PR #10509, opened 2025-05-22
perf(es/renamer): Merge analyze/collect

bvanjoi:


CPunisher:
LGTM 👍. I only have one question: what's the reason of breaking `with_scope` into `enter_scope` and `exit_scope`. The latter seems harder to use because the program goes wrong if someone forget to use them pairs by pairs in order.

crates/swc_ecma_transforms_base/src/rename/analyer_and_collector.rs
```diff
@@ -0,0 +1,575 @@
...
+}
+
+impl Visit for AnalyzerAndCollector {
+    noop_visit_type!();
+
+    fn visit_arrow_expr(&mut self, node: &ArrowExpr) {
+        let old_decl_collector_is_pat_decl = self.decl_collector.is_pat_decl;
+        self.decl_collector.is_pat_decl = true;
+
+        let old_analyer = self.analyzer.enter_fn_scope();
```
kdy1, line 90: `old_analyer` looks like a typo of `old_analyzer`

kdy1 (changes requested):
I'm also curious about the reason for `exit/enter` scope

bvanjoi:
> what's the reason of breaking with_scope into enter_scope and exit_scope.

--- WORK REQUEST ---
Please copy out every line in the listing that has the string "breaking".

--- SOLVED PROBLEM ---
LGTM 👍. I only have one question: what's the reason of breaking `with_scope` into `enter_scope` and `exit_scope`. The latter seems harder to use because the program goes wrong if someone forget to use them pairs by pairs in order.
> what's the reason of breaking with_scope into enter_scope and exit_scope.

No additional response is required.